Robert Nakano

Robert Nakano

Pick a Kit Protein Classifier

Methods: Random Forest, scikit-learn, React.js, Redux, NLP, Tokenization, NoSQL, MongoDB

Abstract

When comparing meal kits, users on Pick a Kit may have preferences for different proteins (e.g. beef, chicken, or vegetarian). We classify meals from various services based on the proteins they contain, and provide filters for users to easily view meals that fit with their diet.

Problem

One of the main services provided at Pick a Kit is a list of menus from the most common services where a user can compare different meals. This data is mined from the different meal kit service websites; however the type of information available is not consistent across each website. This presented an opportunity: can we predict missing data (i.e. what protein types each meal contains)?

Prototype

I decided to break it down to a simpler problem first: before classifying meals by different proteins (chicken beef pork etc.) I would start by predicting if the meals were vegetarian or not and treat the problem as binary classification.

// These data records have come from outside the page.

PR #476, opened 2024-09-13
PI-2469: Added reference data endpoint

pmcphee77:


src/main/kotlin/uk/gov/justice/digital/hmpps/hmppsintegrationapi/controllers/v1/ReferenceDataController.kt
```diff
@@ -0,0 +1,172 @@
...
+import org.springframework.web.bind.annotation.RequestMapping
+import org.springframework.web.bind.annotation.RestController
+import uk.gov.justice.digital.hmpps.hmppsintegrationapi.config.AuthorisationConfig
+import uk.gov.justice.digital.hmpps.hmppsintegrationapi.models.hmpps.Response
+import uk.gov.justice.digital.hmpps.hmppsintegrationapi.services.ReferenceDataService
+
+@Hidden
+@RestController
+@EnableConfigurationProperties(AuthorisationConfig::class)
+@RequestMapping("/v1/reference-data")
```
mxco86, line 21: Can we make the URL "/v1/hmpps/reference-data" to make it clear this is HMPPS-wide reference data.

pmcphee77: Done

mxco86 (approved):

PR #509, opened 2024-11-06
HIA-763: Skip job requiring repositiory writes for Dependabot PRs

mxco86:


.github/workflows/format-code.yml
```diff
@@ -6,6 +6,7 @@ on:
 
 jobs:
   format-code:
+    if: ${{ github.actor != 'dependabot[bot]' }}
```
marcus-bcl, line 9: For info - you don't need the `${{ ... }}` any more for certain fields.  Either way works though.
```suggestion
    if: github.actor != 'dependabot[bot]'
```

marcus-bcl (dismissed):

marcus-bcl (approved):

PR #512, opened 2024-11-11
Added endpoint to return NOMS number.

stevomcallister:


src/main/kotlin/uk/gov/justice/digital/hmpps/hmppsintegrationapi/controllers/v1/HmppsIdController.kt
```diff
@@ -37,4 +41,34 @@ class HmppsIdController(
 
     return DataResponse(response.data)
   }
+
+  @GetMapping("{encodedNomisNumber}/nomis-number")
```
mxco86, line 45: Shouldn't this be `encodedHmppsId`?

stevomcallister: yes it should

mxco86 (approved):

PR #515, opened 2024-11-13
updated regex to handle one letter suffix  X123123

stevomcallister:


stevomcallister:
> Weird! I thought Delius only supported a single letter - no idea where the 2-letter variation came from.

it may just be the test data... all the crns in the tests are CCNNNNNN

PR #518, opened 2024-11-15
updated existing method

stevomcallister:
This looks weird but...

Sometimes the hmppsId will be a crn and sometimes it will be a noms number. 

If the crn exists then it will be the crn but if no crn exists then it will be a noms number. 

However... it is possible for the hmppsid to change without the downstream service being aware. So they should always essentially verify that the hmppsId is correct - that's what this api method does. The end client is essentially verifying that the hmppsId is the one they have and if not it will give them the correct one. 

hope that makes sense.


garethmdavies (approved):
LGTM

mxco86 (approved):

PR #528, opened 2024-11-25
API method to return the Review schedule

stevomcallister:
Initial API endpoint to provide a review schedule response in order to complete end to end for inductions and reviews for PLP. 

https://dev.integration-api.hmpps.service.justice.gov.uk/v1/persons/G3342UT/plp-review-schedule

This endpoint will return a deadline date and a description to say that it is a hardcoded response.


nathanrussell-moj-digital (approved):
LGTM 👍

PR #543, opened 2024-12-16
HMAI-52 Prison prisoners endpoint addition to Prison controller

wcdkj:
Prison prisoners endpoint addition to Prison controller to enable restricting consumer access allowing us to provide prisoner search without providing probation data.


ben-madley-mt (approved):
Happy after the changes

PR #545, opened 2024-12-18
 HMAI-88 Add filters to consumer config

wcdkj:
A filter property has been added to the consumer config data class in order to further restrict our consumer endpoint access


ben-madley-mt (dismissed):

ben-madley-mt (approved):
At some point I'd like more docs around filters but I'm happy for now. Let's merge tomorrow.

PR #1065, opened 2025-07-11
HIA-778: Create basic status endpoint

pmcphee77:


pmcphee77:
> Could we get a smoke test (in `full-access-smoke-test.js`) and a simple integration test for this endpoint?

Ive added `src/test/kotlin/uk/gov/justice/digital/hmpps/hmppsintegrationapi/integration/StatusIntegrationTest.kt`

tomwatkins1994 (approved):

PR #1120, opened 2025-07-22
HIA-801: Remove arns feature flag

pmcphee77:


src/test/kotlin/uk/gov/justice/digital/hmpps/hmppsintegrationapi/extensions/featureflag/FeatureFlagAspectTest.kt
```diff
@@ -19,8 +21,7 @@ class FeatureFlagAspectTest {
   private val featureFlagConfig: FeatureFlagConfig =
     FeatureFlagConfig(
       mapOf(
-        "use-arns-endpoints" to true,
-        "use-education-assessments-endpoints" to false,
+        "use-education-assessments-endpoints" to true,
```
SteveLeachMoj, line 24: Can we use a synthetic key name here? We don't need a constant for it, as it is just for this test.

SteveLeachMoj (approved):

PR #1128, opened 2025-07-30
HI-837: Prisoner Search API Discriminator validation fix

pmcphee77:
Ticket [HIA-837](https://dsdmoj.atlassian.net/browse/HIA-837) raised the issue where the following error is encountered whilst validating the prisoner search Open API specification in the tests

`"'discriminator' field 'type' must be defined as a string property"`

Background

The prisoner search uses a 'discriminator' to support polymorphism in the API definition (i.e a shared Matcher definition for BooleanMatcher, StringMatcher, IntMatcher etc).

It is currently defined like this:

```
      "Matcher": {
        "type": "object",
        "discriminator": {
          "propertyName": "type",
        },
        "properties": {
          "type": {
            "type": "string"
          }
        },
        "required": ["type"]
      }
```

The discriminator section is therefore validated by the `com.atlassian.oai.validator.schema.keyword.DiscriminaterSyntaxChecker` which uses Swagger Core 2.X

Problem

Now why would we be getting the error "'discriminator' field 'type' must be defined as a string property" when we can clearly see that the discriminator 'type' property has its type set to 'string'.

Well, as we can see in the prisoner search api specification, the version of the schema is `"openapi": "3.1.0"`.

One of the differences between 3.0 and 3.1 is that version 3.1 allows for an array to be specified for the type.

After investigation it appears that there was a change in Swagger Core 2.X, when processing OpenAPI 3.1 specifications, the type field is mapped by Set<String> types member (instead of String type) to also support array data type.

Therefore the discriminator is deserialized into a Schema class with populated types member (while type remains null) and looks something like this.

```
    discriminator: {
       type: null,
       types: ["string"]
    }
```
Therefore whilst validating using `com.atlassian.oai.validator.schema.keyword.DiscriminaterSyntaxChecker` the error is more obvious.
`"'discriminator' field 'type' must be defined as a string property"`

Fix(es)

How do we fix this? Well the swagger wiki [Swagger-2.X---OpenAPI-3.1](https://github.com/swagger-api/swagger-core/wiki/Swagger-2.X---OpenAPI-3.1#foreword) describes a workaround that has been implemented for this very issue to allow for a non breaking change.
If you set the system property bind-type=true, then this does not bind single value types to an array and leaves the functionality intact.

Therefore i have created a BindTypeValidationListener class that sets this flag around the requestReceived method of the com.atlassian.oai.validator.OpenApiInteractionValidator class (depending on whether it is an openApi V3.1.0 schema. This is used when creating each of the MockServers used in the tests and 

This fixes the above error.

However, this then unearthed a stream of other errors.

The reason for this is that the prisoner search Open API schema doesnt actually provide a mechanism for matching the discriminator value it uses in the request e.g ("String", "Int", "PNC" etc) and is also incorrect in places - for example using one.
Therefore, to get a fully working and validate-able schema, i needed to make the following changes.

1. Provide a mapping between the discriminator value and the Matcher schema

```
          "mapping": {
            "String": "StringMatcher",
            "Boolean": "BooleanMatcher",
            "Date": "DateMatcher",
            "DateTime": "DateTimeMatcher",
            "Int": "IntMatcher",
            "PNC": "PncMatcher"
          }
```
2. For the list of matchers in the query schema. Replace the oneOf block with the list of child classes with a single reference to Matcher parent class. Using a oneOf causes cyclic reference issues which causes complicated loops.

4. In each of the matchers provide an enum val to enforce that the matcher must have the discriminator value equal to the value of the enum. This will help any oneOf matchers to match to the correct child. It specifies that it must be the value in the description, so better to enforce it.
```
                "type": "string",
                "description": "Must be String",
                "enum": ["String"],
```
5. Finally remove the allOf references from the child back to the parent as there would be a cyclic reference causing infinite loops.

I think this may need to be passed to the prisons team to see if they will implement these changes

[HIA-837]: https://dsdmoj.atlassian.net/browse/HIA-837?atlOrigin=eyJpIjoiNWRkNTljNzYxNjVmNDY3MDlhMDU5Y2ZhYzA5YTRkZjUiLCJwIjoiZ2l0aHViLWNvbS1KU1cifQ

### DIFF
--- a/src/test/kotlin/uk/gov/justice/digital/hmpps/hmppsintegrationapi/integration/prison/DeactivateLocationIntegrationTest.kt
+++ b/src/test/kotlin/uk/gov/justice/digital/hmpps/hmppsintegrationapi/integration/prison/DeactivateLocationIntegrationTest.kt
@@ -1,5 +1,6 @@
 package uk.gov.justice.digital.hmpps.hmppsintegrationapi.integration.prison
 
+import com.atlassian.oai.validator.wiremock.OpenApiValidationListener
 import com.fasterxml.jackson.module.kotlin.jacksonObjectMapper
 import io.kotest.assertions.json.shouldContainJsonKeyValue
 import io.kotest.matchers.shouldBe
@@ -8,8 +9,13 @@ import org.awaitility.kotlin.matches
 import org.awaitility.kotlin.untilCallTo
 import org.junit.jupiter.api.AfterEach
 import org.junit.jupiter.api.Test
+import org.junit.jupiter.api.assertThrows
+import org.springframework.beans.factory.annotation.Autowired
+import org.springframework.http.HttpStatus
 import org.springframework.test.web.servlet.result.MockMvcResultMatchers.content
 import org.springframework.test.web.servlet.result.MockMvcResultMatchers.status
+import org.springframework.web.reactive.function.client.WebClientResponseException
+import uk.gov.justice.digital.hmpps.hmppsintegrationapi.gateways.PrisonerOffenderSearchGateway
 import uk.gov.justice.digital.hmpps.hmppsintegrationapi.integration.IntegrationTestWithQueueBase
 import uk.gov.justice.digital.hmpps.hmppsintegrationapi.models.hmpps.DeactivateLocationRequest
 import uk.gov.justice.digital.hmpps.hmppsintegrationapi.models.hmpps.DeactivationReason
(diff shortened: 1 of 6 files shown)


src/test/resources/openapi-specs/prisoner-search.json
SteveLeachMoj, line 1: Is this the latest version of the upstream spec? Assuming it is, would it be possible to break it out into its own PR, with a description saying that it is an upstream spec refresh, then rebase this PR onto that one?
This would more clearly distinguish between upstream changes (the updated spec) and our own changes (which depend on that spec update)?

src/test/kotlin/uk/gov/justice/digital/hmpps/hmppsintegrationapi/integration/prison/DeactivateLocationIntegrationTest.kt
SteveLeachMoj, line 1: Could we have a negative test as well, with a json file that doesn't match the schema?

SteveLeachMoj (changes requested):

SteveLeachMoj (approved):

PR #1159, opened 2025-08-29
MAP-2341 Add CaseNotes filter

danbenton-mojdt:
To restrict access to defined top-level Case Notes types

Also provides geoamey client in dev access to Case Notes endpoint with limited types


dafhoustonmoj (approved):
LGTM

PR #1195, opened 2025-09-15
Hia 820 role defs to dsl

pmcphee77:


src/main/kotlin/uk/gov/justice/digital/hmpps/hmppsintegrationapi/roles/PrisonerEscortCustodyServiceRole.kt
```diff
@@ -0,0 +1,20 @@
+package uk.gov.justice.digital.hmpps.hmppsintegrationapi.roles
+
+import uk.gov.justice.digital.hmpps.hmppsintegrationapi.roles.dsl.role
+
+val prisonerEscortCustodyServiceRole =
```
SteveLeachMoj, line 5: Very nice DSL implementation

SteveLeachMoj:
Would it be worth adding some unit tests for the roles?

For example, we could have a test that `FullAccessRole.includes` is the same as `AllEndpointsRole.includes`. 

Other potential invariants we could test:-

- `ReferenceDataOnlyRole.includes` has only 2 entries
- `PrivatePrisonRole.filters.prisons` is not null
- `FullAccessRole` has no filters

src/main/kotlin/uk/gov/justice/digital/hmpps/hmppsintegrationapi/extensions/AuthorisationFilter.kt
```diff
@@ -72,7 +76,11 @@ class AuthorisationFilter(
     val rolesInclude =
       buildList {
         for (consumerRole in consumersRoles.orEmpty()) {
-          addAll(globalsConfig.roles[consumerRole]?.include.orEmpty())
+          if (featureFlagConfig.isEnabled(USE_ROLES_DSL)) {
+            addAll(getRoles()[consumerRole]?.include.orEmpty())
```
SteveLeachMoj, line 80: Could we make `roles` an `internal` mutable field of `AuthorisationFilter`, initialised to `RoleMapping.roles`? That would be everything needed for production use, but unit tests could just modify it as needed and we wouldn't need to do any mocking.

src/main/kotlin/uk/gov/justice/digital/hmpps/hmppsintegrationapi/roles/AllEndpointsRole.kt
```diff
@@ -0,0 +1,76 @@
+package uk.gov.justice.digital.hmpps.hmppsintegrationapi.roles
+
+import uk.gov.justice.digital.hmpps.hmppsintegrationapi.roles.dsl.role
+
+val allEndpointsRole =
+  role {
+    include {
+      // Provides access to all endpoints
```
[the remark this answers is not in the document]
pmcphee77: Yes - ive created a constants that can be defined in the same format as the DSL e.g.

src/main/kotlin/uk/gov/justice/digital/hmpps/hmppsintegrationapi/extensions/AuthorisationFilter.kt
```diff
@@ -24,6 +27,7 @@ import java.io.IOException
 class AuthorisationFilter(
   @Autowired val authorisationConfig: AuthorisationConfig,
   @Autowired val globalsConfig: GlobalsConfig,
+  @Autowired val featureFlagConfig: FeatureFlagConfig,
```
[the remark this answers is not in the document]
pmcphee77: Ok, ive done it this way - but this will probably be changed in the next iteration as i will need to inject a differerent component here which will require a component to be injected - to get mappa detail

src/main/kotlin/uk/gov/justice/digital/hmpps/hmppsintegrationapi/extensions/AuthorisationFilter.kt
SteveLeachMoj: Could you expand on this? We'll just be adding the mappa filters alongside the existing prison and case note filters, so the contact events endpoint code will get it automatically.

pmcphee77:
> Would it be worth adding some unit tests for the roles?
> 
> For example, we could have a test that `FullAccessRole.includes` is the same as `AllEndpointsRole.includes`.
> 
> Other potential invariants we could test:-
> 
> * `ReferenceDataOnlyRole.includes` has only 2 entries
> * `PrivatePrisonRole.filters.prisons` is not null
> * `FullAccessRole` has no filters

Added tests - FYI - PrivatePrisonRole.filters.prisons should be null based on globals yaml, also FullAccessRole - does have filters

src/main/kotlin/uk/gov/justice/digital/hmpps/hmppsintegrationapi/extensions/AuthorisationFilter.kt
pmcphee77: Changed

pmcphee77:
> > Would it be worth adding some unit tests for the roles?
> > For example, we could have a test that `FullAccessRole.includes` is the same as `AllEndpointsRole.includes`.
> > Other potential invariants we could test:-
> > 
> > * `ReferenceDataOnlyRole.includes` has only 2 entries
> > * `PrivatePrisonRole.filters.prisons` is not null
> > * `FullAccessRole` has no filters
> 
> Added tests - FYI - PrivatePrisonRole.filters.prisons should be null based on globals yaml, also FullAccessRole - does have filters

Added FiltersExtractionFilterRoleDslTest that compares the filters created for each of the roles - both from DSL and GlobalConfig

SteveLeachMoj (dismissed):

PR #1209, opened 2025-09-25
HIA-820: Remove dsl roles feature flag and remove globals config

pmcphee77:


src/main/kotlin/uk/gov/justice/digital/hmpps/hmppsintegrationapi/controllers/v2/ConfigController.kt
```diff
@@ -36,17 +31,13 @@ class ConfigController(
...
-          addAll(globalsConfig.roles[consumerRole]?.include.orEmpty())
-        }
+        addAll(roles[consumerRole]?.include.orEmpty())
       }
       addAll(consumerConfig?.include.orEmpty())
     }
 
   private fun buildFiltersList(consumerConfig: ConsumerConfig?): ConsumerFilters? {
-    val aggregatedRoles: List<Role>? = consumerConfig?.roles?.mapNotNull { globalsConfig.roles[it] }
+    val aggregatedRoles: List<Role>? = consumerConfig?.roles?.mapNotNull { roles[it] }
```
pmcphee77, line 40: Ive noticed that this was not previously feature flagged, but this is for the config controller only which i dont think is widely used. 
I could park this PR and feature flag this before i continue. But i think it will be ok

SteveLeachMoj: The config endpoint is for internal use only, so I'm relatively comfortable with it.

SteveLeachMoj (approved):

PR #1400, opened 2025-12-04
HIA-1139 POC for API Spec republishing

SteveLeachMoj:
Prove that we can read multiple "upstream" API specs, extract subsets of them, and republish as a combined "downstream" API spec.

Endpoint republishing is declared as follows...
```
    apiSpec.republish("activities.json", "/integration-api/", "/v2/activities/", tag="Activities")
    apiSpec.republish("plp.json", "/inductions/", "/v2/plp/inductions/", tag="Inductions")
    apiSpec.republish("plp.json", "/action-plans/", "/v2/plp/action-plans/", tag="Action Plans")
```
The parameters are...

1. The name of the cached upstream API spec
2. An upstream API path prefix (only paths with this prefix will be republished)
3. An external API path prefix (the upstream prefix will be replaced with this)
4. The tag (API doc section) to publish under

See https://dsdmoj.atlassian.net/browse/HIA-1139


pmcphee77:
PR is old. Closing. New PR will be created for this ticket HIA-1139

PR #1655, opened 2026-03-31
HIA-1120 POC for servlet filter test refactoring

SteveLeachMoj:
Introduce a new pattern for testing servlet filters. Our existing tests for filters do the following...

1. Setup the filter to be tested
2. Invoke that particular filter
3. Verify that the filter implementation called the expected methods on other objects

With these new tests we...

1. Set up the request, response and filter chain
2. Call the filter chain
3. Verify that the request and response match expected values

This allows us to refactor the filters in the filter chain, including moving functionality between filters, while preserving the behaviour of the chain as a whole and without breaking existing tests.

Importantly, these tests do _not_ assert that a specific filter called a specific function.


src/test/kotlin/uk/gov/justice/digital/hmpps/hmppsintegrationapi/extensions/AuthorisationFilterTest.kt
```diff
@@ -130,16 +199,163 @@ class AuthorisationFilterTest {
...
+    mockFilterChain(authorisationFilter).doFilter(mockRequest, resp)
+    assertThat(resp.errorMessage).isNotEqualTo("Certificate with serial number TEST_SERIAL_NUMBER has been revoked")
+  }
+
+  @Test
+  fun `ConsumerNameExtractionFilter calls the onward chain`() {
+    // From ConsumerNameExtractionFilterTest
+    val resp = MockHttpServletResponse()
+    val finalFilter = mock(Filter::class.java)
+    val req = mockRequest("GET", examplePath, "O=test,CN=sam", "9572494320151578633330348943480876283449388176")
```
jessicawyldemoj: This is a long string of a magic number, can we move this into a const so its clear what this number function servers

src/test/kotlin/uk/gov/justice/digital/hmpps/hmppsintegrationapi/extensions/AuthorisationFilterTest.kt
```diff
@@ -130,16 +199,163 @@ class AuthorisationFilterTest {
...
+    // From ConsumerNameExtractionFilterTest
+    val resp = MockHttpServletResponse()
+    val req = mockRequest("GET", examplePath, "O=test,CN=sam", "9572494320151578633330348943480876283449388176")
+
+    val chain = fullMockFilterChain(authorisationConfig)
+
+    chain.doFilter(req, resp)
+
+    assertThat(req.getAttribute("clientName")).isEqualTo("sam")
+    assertThat(req.getAttribute("certificateSerialNumber")).isEqualTo("01:AD:3E:D8:7D:D5:AA:84:F5:2D:83:E7:87:E9:90:E4:84:C5:2C:90")
```
jessicawyldemoj: Same with this long string too, we can move it into a const also

src/test/kotlin/uk/gov/justice/digital/hmpps/hmppsintegrationapi/extensions/AuthorisationFilterTest.kt
```diff
@@ -130,16 +199,163 @@ class AuthorisationFilterTest {
...
+
+    val req = mockRequest("GET", examplePath, "O=test,CN=consumer-name")
+
+    val chain = fullMockFilterChain(authConfig)
+
+    chain.doFilter(req, resp)
+
+    assertThat(req.getAttribute("filters")).isEqualTo(ConsumerFilters(prisons = listOf("MDI", "RolePrison")))
+
+    unmockkStatic("uk.gov.justice.digital.hmpps.hmppsintegrationapi.models.roleconfig.RoleKt")
```
jessicawyldemoj, line 344: What is going on here?

SteveLeachMoj: This is because the `AuthorisationConfig` (and other code) accesses the defined roles using a global static variable. See [PR 1656](https://github.com/ministryofjustice/hmpps-integration-api/pull/1656) for a failed attempt to fix this.

src/test/kotlin/uk/gov/justice/digital/hmpps/hmppsintegrationapi/extensions/AuthorisationFilterTest.kt
SteveLeachMoj: Done

src/test/kotlin/uk/gov/justice/digital/hmpps/hmppsintegrationapi/extensions/AuthorisationFilterTest.kt
SteveLeachMoj: Done

jessicawyldemoj (approved):

PR #1656, opened 2026-04-01
HIA-1120 Non-static access to defined roles by Auth Filter

SteveLeachMoj:
The `AuthorisationFilter` made direct use of the static `roles` list when matching consumers to roles which made it more difficult to test alternative role definitions. In order to minimise the need for static mocking, this PR switches to a non-static copy of the defined roles map.


SteveLeachMoj:
This is being done in https://github.com/ministryofjustice/hmpps-integration-api/pull/1757

PR #1657, opened 2026-04-01
HIA-1300: Add filters JSON object containing supervisionStatus

pmcphee77:
**THIS PR WILL JUST LOG THE OUTCOME OF THE SUPERVISION STATUS CHECK AND WILL NOT ACTUALLY USE THE SUPERVISION STATUS IN THE ELIGIBILITY CHECK. A FOLLOW UP PR WILL BE RAISED TO DO THIS** 

Introduced a new feature flag `include-supervision-status-attribute` on in `dev`, off in `preprod` and `prod`

When this feature flag is enabled:
1. The supervision status is determined using the hmppsId in a new `getSupervisionStatus` function in the `DomainEventIdentitiesResolver`. This makes use of the existing `getPersonSupervisionStatus` function in `GetPersonService` which has been made public
3. The supervisionStatus is be stored in a new `filters` field (json text) in the `event_notification` table
4. The supervisionStatus is checked against the consumers filters in the direct SQS send function to determine whether to send the message to the consumers queue. THIS PR WILL JUST LOG THE OUTCOME OF THE SUPERVISION STATUS CHECK AND WILL NOT ACTUALLY USE THE SUPERVISION STATUS IN THE ELIGIBILITY CHECK


src/main/kotlin/uk/gov/justice/digital/hmpps/hmppsintegrationapi/events/entities/EventNotification.kt
```diff
@@ -14,6 +14,11 @@ data class EventNotification(
   val status: String? = "PENDING",
   @JsonProperty("lastModifiedDateTime")
   val lastModifiedDatetime: LocalDateTime? = null,
+  val filters: Filters? = null,
+)
+
+data class Filters(
```
SteveLeachMoj: Maybe `FilterValues` or `Metadata` rather than `Filters`, as this will contain the values that can be filtered on rather than the filtering to be done.

pmcphee77: Changed to `Metadata`

src/test/kotlin/uk/gov/justice/digital/hmpps/hmppsintegrationapi/extensions/MetadataExtractionFilterTest.kt
```diff
@@ -19,7 +19,7 @@ import uk.gov.justice.digital.hmpps.hmppsintegrationapi.models.roleconfig.Consum
 import uk.gov.justice.digital.hmpps.hmppsintegrationapi.models.roleconfig.Role
 import uk.gov.justice.digital.hmpps.hmppsintegrationapi.models.roleconfig.roles
 
-class FiltersExtractionFilterTest {
+class MetadataExtractionFilterTest {
```
SteveLeachMoj: I think this one actually is about filters rather than metadata isn't it?

src/main/resources/db/migration/V1_0_9__add_supervisionStatus_to_event_notification.sql
```diff
@@ -0,0 +1,2 @@
+ALTER TABLE EVENT_NOTIFICATION
+ADD METADATA varchar;
```
jessicawyldemoj, line 2: Question, will this new file be nullable/allow empty? Not too familiar with with this style of database migrations

src/test/kotlin/uk/gov/justice/digital/hmpps/hmppsintegrationapi/integration/events/listener/DomainEventsListenerIntegrationTest.kt
```diff
@@ -40,7 +40,7 @@ import java.time.Duration
 class DomainEventsListenerIntegrationTest : IntegrationTestWithEventsQueueBase() {
   val prisonId = "MDI"
 
-  val awaitTimeOut = Duration.ofSeconds(5)
+  val awaitTimeOut = Duration.ofSeconds(500)
```
jessicawyldemoj: What's with the timeout change?

src/test/kotlin/uk/gov/justice/digital/hmpps/hmppsintegrationapi/extensions/MetadataExtractionFilterTest.kt
pmcphee77: ahh yes

src/main/resources/db/migration/V1_0_9__add_supervisionStatus_to_event_notification.sql
pmcphee77: Yes its nullable and allows empty. If we didnt want it nullable we would explicitly set NOT NULL on it

src/test/kotlin/uk/gov/justice/digital/hmpps/hmppsintegrationapi/integration/events/listener/DomainEventsListenerIntegrationTest.kt
pmcphee77: Good point and good spot - reverted that

src/main/resources/db/migration/V1_0_9__add_supervisionStatus_to_event_notification.sql
jessicawyldemoj: Good to note for the future!

jessicawyldemoj (approved):

PR #1676, opened 2026-04-09
HIA-1260: Added SQS wrapper for testing

pmcphee77:
Created a `QueueService` to enable different implementations of the queue processing:
`AwsQueueService` uses SQS via the `HMPPSQueueService`
`TestQueueService` saves messages in memory


src/test/kotlin/uk/gov/justice/digital/hmpps/hmppsintegrationapi/util/TestQueue.kt
```diff
@@ -0,0 +1,42 @@
...
+class TestQueue(
+  val queueName: String,
+) {
+  var messages = mutableListOf<String>()
+
+  fun publish(message: String) {
+    messages.add(message)
+  }
+
+  inline fun <reified T : Any> messagesOnQueue(): List<T> =
```
SteveLeachMoj: `publish` and `messagesOnQueue` look like they are asymmetric, in that `publish` takes a (pre-marshalled) string and `messagesOnQueue` returns a (pre-unmarshalled) list of objects. It might be better if both worked on strings, or both worked on objects.

pmcphee77: This has been changed now.
`messages` returns a list of strings
`publish` takes a string
`messagesAsObjects<T>()` can be used to marshal into objects

jessicawyldemoj (approved):

PR #1218, opened 2023-06-27
Return Dict of loss/metrics instead of Tuple in the Trainer 

Louis-Dupont:
### Motivation
Some time ago (couple of month?) `trainer.train` and `trainer.test` output type was changed from tuple to dict.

This version of the project used a Bernoulli Naive Bayes algorithm on the sci-kit learn package. Count Vectorization was used to generate tokens from the meal kit service titles subtitles and list of ingredients when available. A fringe benefit from this approach was that it helped us discover the entire problem could be structured as binary classification. Keep 1 variable for each protein type (e.g. hasBeef, hasPork, etc.).

Algorithm Comparison

Could the model be expanded upon and improved? Of course! Working with another classmate at California State University Long Beach we looked at comparing different models including Naive Bayes Random Forest LDA after utilizing. While we found LDA and Naive Bayes models to have rapid performance a Random Forest model was deployed to production due to the infrequency of classification and its ability to work well without data normalization and minimal tuning.

Production

After researching the performance of the different algorithms, the next step was to begin putting it into production. We implemented a filters component using Redux and React.js. Users can select the diet they follow, or check the different proteins they eat.

Conclusion

It's exciting to work end-to-end on a problem, using machine learning to help solve real world problems. So far, we're seeing upwards of 99% accuracy in our classification. I'm looking forward to hearing feedback on this feature and can't wait to see what we cook up next!